Investigating the expanding behavior and thermal stability of HDPy modified organo-bentonite by X-ray diffraction technique

Abstract

Bentonites are commonly used in scientific investigations and industrial applications due to their superior properties. As they have high cation exchange capacity (CEC), they are widely used as an adsorbent in pollution control. Although their cation adsorption capability is greater, their organic and anionic material adsorption ability is very limited or non-existent. Fortunately, this limitation can be eliminated by intercalation of organic or/and inorganic cations into their structure.
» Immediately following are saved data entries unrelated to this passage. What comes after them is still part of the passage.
Issue #314, opened 2021-06-23
Convert SQFormCheckbox to Typescript


caleboleary:
ref #244

codyarose:
Solved by #325

PR #325, opened 2021-06-28
refactor: 💡 Convert SQFormCheckbox to typescript Ref #244

caleboleary:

Changes due to modification should be identified by characterization techniques in order to figure out realized structural changes. In this study, it is aimed to use X-ray powder diffraction (XRD) technique in order to clarify the expanding behavior and thermal stability of HDPy modified organo-bentonite. For this purpose, organo-bentonite (OBent) was synthesized by intercalation of organic surfactant, hexadecylpyridinium cation (HDPy), into purified bentonite (PBent). Products were characterized by X-ray powder diffraction (XRD) using Cu Kα radiation under various conditions: solvation with water and ethylene glycol (EG) and heat treatments at 100°C, 350°C and 550°C. Existence of mixed-layer clay formation was investigated and PBent and OBent XRD patterns were simulated by NEWMOD software. The PBent sample contains small amounts of mixed layer illite/smectite. Results of XRD analysis supports the notion that HDPy+ is intercalated within interlayer and basal spacing increases from 12.29 to 18.84Å. Degradation of the organic cation is observed, however some residues from intercalate still appears to remain in the structure upon heating up to 550°C. The persistence of these intercalates in OBent over a wide range of temperature holds promise for their use in environmental remediation studies and gaining a better understanding of the mechanisms of interaction with pollutants. Furthermore, this study presents a new perspective in examining the expanding behavior and thermal stability of organo-bentonites and investigating the existence of mixed-layer clay in organo-bentonites by using X-ray powder diffraction (XRD) technique with different treatments.